PR #7174, opened 2025-03-17
Refactor Telekinesis

tool4ever:


Hanmac:
Looks okay i think, but i would have liked if you would have made the fixes separate, and the CantUntap stuff in other MR. (or directly into my MR)

PR #7200, opened 2025-03-19
Fix Valiant tracking incorrectly with controller change

tool4ever:


Hanmac:
@tool4ever 

Can we try to unify the code parts from SpellAbilityStackInstance.updateTarget and MagicStack?
(maybe move the unified code to SpellAbility?)

the distinctObjects loop looks nearly the same

Agetian (approved):
Looks good to me :+1:

Hanmac (approved):
unification can be done later

PR #7206, opened 2025-03-19
WASD movement for Adventure mode

Drecon84:
I messed up earlier, but this time I tested it enough to feel like it is actually all in order now.


forge-gui-mobile/src/forge/adventure/util/KeyBinding.java
```diff
@@ -29,16 +29,26 @@ public enum KeyBinding {
...
+        this.name=name;
+        this.defaultBinding=binding=defaultBinding;
+        this.defaultBindingController=bindingController=defaultBindingController;
+        this.alternativeBinding=alternativeBinding;
+    }
+
     public boolean isPressed(int key)
     {
-        return key==binding||key==bindingController;
+        return key==binding||key==bindingController||key==alternativeBinding;
```
tehdiplomat, line 51: This is starting to feel cumbersome. Should we just have an array/set of integers that get passed into each binding and we just check if the key that's pressed is included in the array?

Drecon84: Ooh, I like that. I was trying to do it while changing as little to the code as possible, but the whole construction with the double constructor and sets of different amounts of variables is a little bit messy. 

I'll change the script up to use the array, it seems much cleaner in practice.

Drecon84: Thinking about it a second longer, I think I'll look at the option to make the whole construction a dictionary. Seems a bit cleaner.

tehdiplomat (approved):

Drecon84:
@tehdiplomat The fix for the text box was merged, but the WASD keybind stuff is still reverted. Was that something I should have put back in or is that something that someone from the regulars should still un-revert?

PR #7209, opened 2025-03-19
Add DetainEffect

Hanmac:
Added Detain Effect to move some into extra logic

I will transport the AI logic tomorrow


Hanmac:
@tool4ever should i add a property to the CardView something like "detained by <Players>" ? or is that overkill for just 10 cards?

Agetian:
Looks good to me, though it needs the AI update (move from Pump) :)

tool4ever:
Imo View update isn't needed since effect will be available to check + the duration is fixed anyway

But what could be done later is a more general approach for these kind of statics to display
Or ideally give clearer feedback, e.g. which CantBeActivated caused fail when human attempts to activate

Hanmac:
I couldn't get to write the AI stuff this weekend

@Agetian can you use this as start for more code? (i took part of TapAi)

Agetian:
> I couldn't get to write the AI stuff this weekend
> @Agetian can you use this as start for more code? (i took part of TapAi)

Yeah, I can take a look at how to improve it :) I'll try to figure out my plans for the week and schedule this ;)

forge-gui/res/cardsfolder/l/linvala_shield_of_sea_gate.txt
```diff
@@ -4,7 +4,10 @@ Types:Legendary Creature Angel Wizard
 PT:3/3
 K:Flying
 T:Mode$ Phase | Phase$ BeginCombat | ValidPlayer$ You | TriggerZones$ Battlefield | CheckSVar$ X | SVarCompare$ EQ4 | Execute$ TrigPump | TriggerDescription$ At the beginning of combat on your turn, if you have a full party, choose target nonland permanent an opponent controls. Until your next turn, it can't attack or block, and its activated abilities can't be activated.
-SVar:TrigPump:DB$ Pump | ValidTgts$ Permanent.nonLand+OppCtrl | TgtPrompt$ Choose target nonland permanent an opponent controls | KW$ HIDDEN CARDNAME can't attack or block. & HIDDEN CARDNAME's activated abilities can't be activated. | IsCurse$ True | Duration$ UntilYourNextTurn | AILogic$ DetainNonLand
+SVar:TrigPump:DB$ Effect | ValidTgts$ Permanent.nonLand+OppCtrl | TgtPrompt$ Choose target nonland permanent an opponent controls | RememberObjects$ Targeted | StaticAbilities$ DBCantAttack,DBCantBlockBy,DBCantBeActivated | ForgetOnMoved$ Battlefield | IsCurse$ True | Duration$ UntilYourNextTurn | AILogic$ DetainNonLand
```
tool4ever, line 7: the logic still needs to be moved
or maybe just use DetainEffect anyway?

Hanmac: @tool4ever i tried more generic but it is still WIP

Hanmac:
@Agetian @tool4ever now the others are cleaned up, this just needs more logic for DetainAi (and maybe for the generic EffectAi)

Hanmac:
@tool4ever especially check out the EffectAi section, we might need that

forge-ai/src/main/java/forge/ai/ability/EffectAi.java
```diff
@@ -383,6 +385,118 @@ protected AiAbilityDecision checkApiLogic(final Player ai, final SpellAbility sa
...
+        } else if (sa.hasParam("RememberObjects")) { //generic
+            boolean cantAttack = false;
+            boolean cantBlock = false;
+            boolean cantActivate = false;
+
+            String duraction = sa.getParam("Duration");
+
+            String matchStr = "Card.IsRemembered";
+
+            for (String st : sa.getParam("StaticAbilities").split(",")) {
```
tool4ever, line 393: seems good
but it really needs it's own helper function that can also be used by DetainAI and especially AttachAI because a lot of Auras are also doing that

Hanmac: This is not for DetainEffect anymore, but might be useful for #8172

Hanmac:
@Agetian we need more AI logic for this one too

Agetian:
Yeah, I still need to look into this one :+1: 
Do you have any ideas for what can be added to the AI?

Hanmac:
> Yeah, I still need to look into this one 👍 Do you have any ideas for what can be added to the AI?

Most of the stuff is related to `CARDNAME can't attack or block.` & `CARDNAME's activated abilities can't be activated.`

so stuff from PumpAi that would make opponents creatures not be able to attack/block

Hanmac:
@tool4ever now with HiddenStatics, what do you think about moving the Static into a hidden effect via a Property?
(we could add a Detained Icon)

Or would the `UntilYourNextTurn` mess with that too much? 🤔 

@kevlahnota might add this icon:
Duels_Detain

Hanmac:
@tool4ever 
If i want to add a detainedBy PlayerCollection,
then the hiddenStatic might not even be needed?
i can just return true/false for canAttack/canBlock checks, right?

See `exertedByPlayer`

tool4ever:
hmn I guess that could be slightly better for performance

Hanmac:
I removed `CARDNAME's activated abilities can't be activated.`

we just need to update the icon, but @kevlahnota can do that later

Hanmac:
i might need to add more hints to the AI into `isUseless` checks

tool4ever:
yea this looks nice now
I'll do some clean up tomorrow

PR #7240, opened 2025-03-23
Store cards by collectorNumber instead of artIndex; PaperCard flag support

Jetz72:
This revises the way cards are written to files, with two primary goals. The first is to switch from storing cards by artIndex to the collector number. Ever the thorn in our side, the Secret Lair set showed the problems with using art index for storage, when new card variants were being added with lower collector numbers. This should resolve that.

The other purpose is to generalize the logic Cryptic Spires was using to store its marked color identity. Going forward this will make it easier to implement more cards that do this (if Wizards prints new ones or if we want to add in certain playtest cards). But this also supports other properties we might want to add to a specific copy of a card. The `noSell` flag has been rolled into this, allowing for several parts of the Adventure collection logic to be simplified. We no longer have to keep track of how many copies of each card are unsellable - now an unsellable copy registers as a separate item in the collection.

At some point we could use this system for the `isFoil` flag as well, and streamline a few other parts of the code. I didn't go that far this time because the scope was already getting a bit broad.

I've checked that older decks and adventure saves are imported correctly when loading them, but it wouldn't hurt to give it a spin to make sure I didn't miss any edge cases.

Also renames "chosenColorID" to "markedColors" for clarity. Since "chosen____" properties are defined within the game and aren't copyable, think it makes sense to distinguish them from markings on a card made outside the game.


forge-core/src/main/java/forge/card/ColorSet.java
```diff
@@ -292,13 +294,10 @@ public byte getColor() {
     @Override
     public String toString() {
         if (this.orderWeight == -1) {
-            return "n/a";
+            return "C";
```
tehdiplomat, line 297: Is this right? Colorless is used to map to 0 not -1?

Jetz72: I think we can just remove that entirely. It shouldn't even be possible for `orderWeight` to become -1. Looks like the check was added back in 2011, when  `ColorSet.getNullColor()` returned a distinct constant with an `orderWeight` of -1. If the color is 0 it'll  fall into `shardOrderLookup[0]` and print 'C'.

tehdiplomat:
I haven't forgotten about this. Once we get the next release out we'll get this out the door.

forge-core/src/main/java/forge/deck/io/DeckSerializer.java
```diff
@@ -61,6 +61,8 @@ private static List<String> serializeDeck(Deck d) {
         }
     
         for(Entry<DeckSection, CardPool> s : d) {
+            if(s.getValue().isEmpty())
```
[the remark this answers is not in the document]
Jetz72: Considered always including Main and Sideboard since most decks use them. But the pattern is broken by dedicated Planar and Scheme decks which only have those specific sections and card types.

tehdiplomat (approved):

PR #7245, opened 2025-03-24
Fix Danny Pink triggering once for each type

tool4ever:


Hanmac:
@tool4ever i wonder if part of `CounterTypeAddedAll` should be added to `replaceCounterEffect` ?
After the `Apply counter after replacement effect` loop?

dracontes:
Tested it for both situations (Danny Pink + animated Agent's Toolkit and Stalwart Successor + Tayam) plus an overlap of those: Works as expected 👍

Hanmac (approved):

Hanmac (approved):

PR #7250, opened 2025-03-24
fix: copy to clipboard now collates copies of a card together.

HeitorBittenc:


forge-gui-mobile/src/forge/deck/FDeckViewer.java
```diff
@@ -57,8 +58,15 @@ public static void copyDeckToClipboard(Deck deck) {
...
             deckList.append(s.toString()).append(": ");
             deckList.append(nl);
+            int count = 0;
             for (final Entry<PaperCard, Integer> ev : cp) {
-                deckList.append(ev.getValue()).append(" ").append(ev.getKey().getCardName()).append(nl);
+                count = cp.countByName(ev.getKey());
+                deckList.append(count).append(" ").append(ev.getKey().getCardName()).append(nl);
+                if(count != ev.getValue())
+                {
+                    cp.removeAll(cp.getFilteredPool(PaperCardPredicates.name(ev.getKey().getCardName())));
```
Hanmac, line 67: isn't that a `ConcurrentModificationException`?

you can't alter cp while iterating over it

HeitorBittenc: You are right, i will create another list and see if it contains there instead of altering cp..

forge-gui-mobile/src/forge/deck/FDeckViewer.java
```diff
@@ -50,15 +51,19 @@ public static void copyDeckToClipboard(Deck deck) {
...
             CardPool cp = deck.get(s);
             if (cp == null || cp.isEmpty()) {
                 continue;
             }
             deckList.append(s.toString()).append(": ");
             deckList.append(nl);
+            Set<String> accounted = new HashSet<>();
             for (final Entry<PaperCard, Integer> ev : cp) {
-                deckList.append(ev.getValue()).append(" ").append(ev.getKey().getCardName()).append(nl);
+                if (!accounted.contains(ev.getKey().getCardName())) {
```
tehdiplomat, line 63: I don't think this is going to do what you think it should do. The way I'm reading this only the first entry of a name will be outputted to the copy with however many of that specific paper card. That means if I have 20 Plains from 10 different sets, only the first version of that Plains will show up.

tehdiplomat: What you probably want to do is make a new map thats String -> Integer, and if the string isn't a key added it as a key and populate with the current value. If it is already a key just add ev.getValue() to that.

HeitorBittenc: cp.countByName(ev.getKey()) already will count all cards where the key equals that name. Now if we want to show from what set a card is, then yeah it will have to change.

tehdiplomat: Ah I see. So it looks like you end up nesting a loop here. (We loop through the entire deck, and count for each key but if the key already showed up we skip the nested loop), as opposed to just tallying each element based off the name of the keyed item. Probably not the biggest deal, but if I was confused reading the PR, its likely someone else will be confused when they stumble on this code later. (The important piece is buried in a concatenation line)

If you never care about the value _in this loop_ why are we looping over the Entry and not just the keys?

HeitorBittenc: Fair enough, I'll add some comments for clarification and make it loop only on the Key.

tehdiplomat (approved):

PR #7254, opened 2025-03-25
Endure effect

Hanmac:
- [x] Better Action Message
- [x] Need cards
- [x] Needs AI logic (similar to Explore?)

### DIFF
--- a/forge-gui/res/cardsfolder/upcoming/dusyut_earthcarver.txt
+++ b/forge-gui/res/cardsfolder/upcoming/dusyut_earthcarver.txt
@@ -2,6 +2,7 @@ Name:Dusyut Earthcarver
 ManaCost:5 G
 Types:Creature Elephant Druid
 PT:4/4
+K:Reach
 T:Mode$ ChangesZone | ValidCard$ Card.Self | Origin$ Any | Destination$ Battlefield | Execute$ TrigEndure | TriggerZones$ Battlefield | TriggerDescription$ When this creature enters, it endures 3. (Put three +1/+1 counters on it or create a 3/3 white Spirit creature token.)
 SVar:TrigEndure:DB$ Endure | Num$ 3
 Oracle:Reach\nWhen this creature enters, it endures 3. (Put three +1/+1 counters on it or create a 3/3 white Spirit creature token.)
--- a/forge-gui/res/cardsfolder/upcoming/dusyut_earthcarver.txt
+++ b/forge-gui/res/cardsfolder/upcoming/dusyut_earthcarver.txt
@@ -1,0 +1,7 @@
+Name:Dusyut Earthcarver
+ManaCost:5 G
+Types:Creature Elephant Druid
+PT:4/4
+T:Mode$ ChangesZone | ValidCard$ Card.Self | Origin$ Any | Destination$ Battlefield | Execute$ TrigEndure | TriggerZones$ Battlefield | TriggerDescription$ When this creature enters, it endures 3. (Put three +1/+1 counters on it or create a 3/3 white Spirit creature token.)
+SVar:TrigEndure:DB$ Endure | Num$ 3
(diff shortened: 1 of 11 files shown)


dracontes:
Tested it on my side with one of the unclaimed endure cards. Works as expected, including the interaction with Solemnity. Here's the Descendant of Stoms script for convenience.
[descendant_of_storms.txt](https://github.com/user-attachments/files/19443700/descendant_of_storms.txt)

For the Prompt message I'd suggest "Do you want to put N +1/+1 counters on this creature instead of creating a N/N white Spirit creature token?" with N replaced by the correct values for the specific situation. On the other hand, maybe having the "Yes" and "No" buttons replaced by "Counters" and "Token" respectively might be worthwhile, either by itself or in conjunction with the message.

dracontes:
> the cards are not really claimed, more like blocked because of Effect so feel free to add them to this MR

Since it's the first time I'm contributing to a branch other than the master, I'd rather have confirmation that this is the correct setup to contribute, before going ahead with it heedlessly and mess it up.

image

> About the Prompt, technically the Effect is similar to Fabricate, which uses PutCounter as Unless Cost, but I don't know 🤷‍♂️

Oh okay: like a "you may discard a card. If you do, draw a card" process then.
> `You may put put N +1/+1 counters on this creature. If you don't, create a N/N white Spirit creature token.`

Hanmac:
> > the cards are not really claimed, more like blocked because of Effect so feel free to add them to this MR
> 
> Since it's the first time I'm contributing to a branch other than the master, I'd rather have confirmation that this is the correct setup to contribute, before going ahead with it heedlessly and mess it up.
> 
> image

Yeah that's one way, other way would be to commit them directly into this branch

> 
> > About the Prompt, technically the Effect is similar to Fabricate, which uses PutCounter as Unless Cost, but I don't know 🤷‍♂️
> 
> Oh okay: like a "you may discard a card. If you do, draw a card" process then.
> 
> > `You may put put N +1/+1 counters on this creature. If you don't, create a N/N white Spirit creature token.`

yeah something like that

forge-gui/res/cardsfolder/upcoming/dusyut_earthcarver.txt
```diff
@@ -0,0 +1,7 @@
+Name:Dusyut Earthcarver
+ManaCost:5 G
+Types:Creature Elephant Druid
+PT:4/4
```
tool4ever, line 4: KW missing

Hanmac:
@tool4ever can you look at the MessageFormat ? i tried to use the same key multiple times, but i somehow failed :/

Hanmac:
@Agetian just the AI is missing

Agetian:
> @Agetian just the AI is missing

Will do this one today. Do you have any ideas when the AI should prefer one over the other? It could be a pretty difficult choice :)

tool4ever:
The logic for Fabricate should be generalized imo, the only difference is X 1/1 vs. X/X

Hanmac:
I will add the confirmAction for AI later today so it can decide if it wants +1/+1 or Spirit tokens

Agetian:
Ok, I added a rudimentary EndureAi, which, for now, adapts the code from Fabricate in order to make the decision, and also uses the basic checks based on ExploreAi (I decided to keep the targeting checks in, just in case there's ever a "...target creature endures X" card in the future). Unfortunately, couldn't figure out a clean enough way to refactor TokenAi Fabricate code in order to generalize it for use through EndureAi, they use different token templates and different ways to count the amount :/ Need a bit more time to do that than I currently have with my workload, hopefully someone can help out with that if/when needed.

Hanmac:
@Agetian i updated the logic a bit, the token was created as 0/0, i needed to set the base power and toughness and apply static checks for testing.

Agetian:
> @Agetian i updated the logic a bit, the token was created as 0/0, i needed to set the base power and toughness and apply static checks for testing.

Nice, thanks a lot for help! :)

tool4ever (approved):
AI looks a bit rough but should be ok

### Activity:
Every line above carrying the word "draw" needs to be shown.

### Answer area:
Oh okay: like a "you may discard a card. If you do, draw a card" process then.
> Oh okay: like a "you may discard a card. If you do, draw a card" process then.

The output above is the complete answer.